DNS allows one to specify multiple A records for a domain. This means that multiple name resolution requests may return different addresses. Since our SDK is set up to retry with exponential back-off, queries would probably end up hitting the second load balancer after a few attempts.

Having a second load balancer also enables quicker resolution of such incidents: simply delete the A record of the faulty load balancer. This requires that the remaining load balancers are able to handle all of the traffic, but that requirement is easy to meet. The faulty server would not be returned in name lookups after 5 minutes, and the engineering team would not be in a rush to add a new server because there are already more running.

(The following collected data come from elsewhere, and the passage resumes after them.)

PR #2088, opened 2026-09-07
[MOB-1858] Hold the submission guard only across the broadcast, with an acquisition timeout (stack 06/21)

Chlup:
> **Stacked PR 06/19** of the sync-contention series (umbrella #2071). Base: `michal/MOB-1848/MOB-1857-typed-insufficient-funds-stack-05`. Review this PR's own diff; merge the stack bottom-up with a merge commit and delete each head branch after merging so GitHub retargets the next PR to `main`.
>
> Same change as #2064 (already merged into the integration branch); description reproduced below.

Part of MOB-1848 (Slipstream sync contention fixes). Linear: MOB-1858. Two commits.

**What**
1. `TransactionGuard` gains `acquire(timeout:)`: the waiter is registered and a deadline task is armed under actor isolation; on expiry the deadline removes the waiter only if it is still queued and fails the acquisition with `TransactionGuardBusyError` ("The wallet is busy with another network operation. Try again in a moment.", en + es in the string catalog). If a `release()` already handed the waiter ownership, the deadline is a no-op, so ownership can neither leak nor be released twice. `TransactionGuardClient.withSubmission(timeout:_:)` exposes it; the existing `withSubmission`, `switchIfIdle` and `switchWaiting` are unchanged.
2. The two send paths in the live synchronizer dependency (proposal-based and PCZT) run proposal creation and proving before taking the guard and hold it, with a 30 s acquisition timeout, only across the store-and-submit step. A busy guard maps to the existing `.failure` result with a distinct code. The voting API client now acquires the guard per attempt inside its retry loop, so back-off sleeps no longer hold it. The repository `CLAUDE.md` describes the new scope and timeout.

**Why:** the guard is one process-wide mutex shared by broadcasts and server switches. Holding it across zk proving and across retry sleeps made a user's send wait behind work it had nothing to do with, and a stuck holder blocked every submission in the app with no way out. Proving runs through the Rust backend on the wallet database and the submit plan store, neither of which a server switch tears down, so only the broadcast needs exclusion. Racing the old `acquire()` against an external timer could have leaked the guard when a release handed ownership to the parked waiter as the timer fired, which is why the deadline lives inside the actor.

**Test plan**
- `TransactionGuardTests` (8 new tests, 16 total): a held guard makes `withSubmission(timeout: 100 ms)` throw the busy error within 300 ms and a fresh submission then succeeds; a release at 90 ms racing a 100 ms deadline leaves the guard free whichever wins; cancellation of a parked timed waiter; FIFO order after a timed-out waiter; the send seam proves before acquiring and releases after submitting (event log).
- Wider regression run: 152 Swift Testing tests in 12 suites plus 5 XCTest tests, 0 failures.

**Notes for reviewers:** the busy text does not reach the Send failure screen because that screen shows fixed copy and the confirmation reducer overwrites the failure description before the support report reads it; that is pre-existing and left for a follow-up. The Flexa payment path shows its generic failure message for a busy guard; a one-line special case on the new failure code would recover the busy text there if wanted.


LukasKorba (approved):
utACK

PR #2089, opened 2026-09-07
[MOB-1859] Stop writing a fresh diversifier on every account load (stack 07/21)

Chlup:
> **Stacked PR 07/19** of the sync-contention series (umbrella #2071). Base: `michal/MOB-1848/MOB-1858-scoped-submission-guard-stack-06`. Review this PR's own diff; merge the stack bottom-up with a merge commit and delete each head branch after merging so GitHub retargets the next PR to `main`.
>
> Same change as #2065 (already merged into the integration branch); description reproduced below.

Part of MOB-1848 (Slipstream sync contention fixes). Linear: MOB-1859.

**What:** loading the wallet's accounts no longer derives a "next private address" for every account. The live synchronizer dependency returns accounts with an empty address stash, and the three places that replace the shared account list merge each account's existing stash back by id. The shared account list is now the source of truth for that stash: one helper writes a stash value into the list entry and mirrors it into the selected-account copies, and it is used by the Root load path, by the Receive and Swap screens' refills, and by the promotion step that consumes a stash (which now also clears it in the list, so an account switch can never re-show an address already displayed). After a load, Root refills only the accounts whose stash is still empty, in the background, cancellable, never awaited on the load path. The transaction-existence check is unchanged because the SDK offers no single-transaction lookup.

**Why:** deriving the next address persists the diversifier index, which is a wallet-database write. It ran for every account on every load, including twice on cold start, while the sync engine was writing the same database, behind a 15 s busy timeout. That made opening the wallet slow during catch-up and added contention that the Receive screen fix (MOB-1803) had already identified. Keeping the stash in the shared list means the writes happen once per account and their results are never discarded.

**Test plan**
- `WalletAccountStashTests` (pure merge helper, 5 tests) and `RootLoadedWalletAccountsStashTests` (2 tests): the load path calls address generation only for accounts without a stash, the refilled address is observable in the list entry and in the selected-account copies, and a second load with both stashes present makes zero generation calls.
- `HomeReceiveRotationTests` gains a test that promotion clears the list entry's stash and the refill writes it back.
- `SwapAndPayQuoteRotationTests`, `AddKeystoneHWWalletTests`, `RootTransactionsAccountSwitchTests`, `RootInitializeSDKColdStartFetchTests`, `SmartBannerLadderReadinessTests` still pass; 41 tests across the 8 suites.


LukasKorba (approved):
utACK

PR #2090, opened 2026-09-07
[MOB-1860] Cancel an abandoned voting proof instead of letting it run boosted in the background (stack 08/21)

Chlup:
> **Stacked PR 08/19** of the sync-contention series (umbrella #2071). Base: `michal/MOB-1848/MOB-1859-no-diversifier-write-on-load-stack-07`. Review this PR's own diff; merge the stack bottom-up with a merge commit and delete each head branch after merging so GitHub retargets the next PR to `main`.
>
> Same change as #2066 (already merged into the integration branch); description reproduced below.

Part of MOB-1848 (Slipstream sync contention fixes). Linear: MOB-1860. Voting only.

**What:** the delegation-proof stream in the voting crypto dependency now keeps the handle of the detached task that produces it, cancels that task when the stream is terminated by its consumer, checks for cancellation before starting the proving work, and checks once more right before entering the Rust FFI call. A proof that is already inside the FFI cannot be interrupted; the fix prevents the next orphan from starting and stops the abandoned producer from yielding into a stream nobody reads. The stream construction is extracted into an internal factory so the wiring is testable with a spy prover; the live value passes the real backend work into it. The QoS boost and the key-generation task are untouched.

**Why:** the coordinator consumes the stream under `cancelInFlight`, so leaving a screen or restarting a proof cancelled only the consumer. The producer kept running an all-cores proof under the interactive QoS boost while the next proof started, and each cycle added another orphan.

**Test plan**
- `VotingCryptoClientLiveKeyTests` (new, 3 tests): cancelling the consumer while the prover is parked is observed by the prover within 100 ms; cancelling before the producer starts leaves the prover either never invoked or invoked and cancelled, with no elements emitted; an uncancelled run yields the progress values and the completed proof in order. Assertions await latches, not fixed sleeps; passed in five consecutive runs.
- `VotingCoordFlowCoordinatorTests` (78 tests) still pass.


LukasKorba (approved):
utACK

PR #2104, opened 2026-09-07
[MOB-1869] Treat an undetermined balance as undetermined in Send and outgoing Swap and Pay (stack 20/21)

Chlup:
## Summary

Send and outgoing Swap and Pay decided "insufficient funds" and enabled Review using only the spendable-mask flag, while the home balance treats the balance as still being determined whenever the wallet is syncing without a concrete balance for the selected account (for example right after a restore). The two now use the same predicate, so the forms wait the way the home screen does instead of judging a positive amount against an initial zero.

- `SendForm` and `SwapAndPay` derive "spendability being determined" from the embedded wallet-balances state's full predicate (masked, or syncing with no concrete balance for the selected account).
- Swapping another asset into ZEC keeps its exemption: it does not spend the wallet's ZEC.

## Tests

`SendFormMaxButtonTests` and `SwapAndPayMaxButtonTests`: syncing with no concrete balance and an unmasked flag reads as undetermined (no insufficient-funds verdict, Review disabled); a concrete zero ends determination and the known-zero verdict applies; the incoming-swap exemption still holds.


LukasKorba (approved):
utACK

PR #2105, opened 2026-09-07
[MOB-1848] Pin the SDK at the quiescent-stop tip (stack 21/21)

Chlup:
## Summary

Moves `.sdk-pin` to the SDK integration tip that reports a non-quiescent engine stop and refuses wallet mutations on top of it (SDK stack 14). No app source changes.


LukasKorba (approved):
utACK

PR #2110, opened 2026-09-09
[MOB-1786] Give the seed-backup prompt the top banner slot

LukasKorba:
Implements [MOB-1786](https://linear.app/zodl/issue/MOB-1786/seed-backup-prompt-should-take-priority-over-migration-and-error-state).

Examining other failure modes

We would be remiss if we didn't take this opportunity to consider other possible failure modes which would result in such significant downtimes.
We will be auditing the rest of our system to identify such possibilities, and we will implement any mitigations necessary.

Summary

We experienced a hardware failure with our single load balancer which resulted in 54 minutes of downtime. Our incident resolution has several opportunities for improvement including improved monitoring for more timely alerts, reducing time between issue identification and beginning resolution, and knowing when to cut our losses. We had a pretty good idea early on that the load balancer would not be coming back; despite that, we made choices to the contrary. We estimate that the incident could have been resolved 26 minutes faster if we had just cut our losses.

This particular issue will be mitigated in the future by having multiple edge servers so that when one fails, returning the service to full capacity is just a matter of removing a DNS record. We plan to implement mitigation strategies for other failure modes we identify in a self audit of our system.

We take unexpected downtime like this very seriously, and we are sorry for the inconvenience to our users.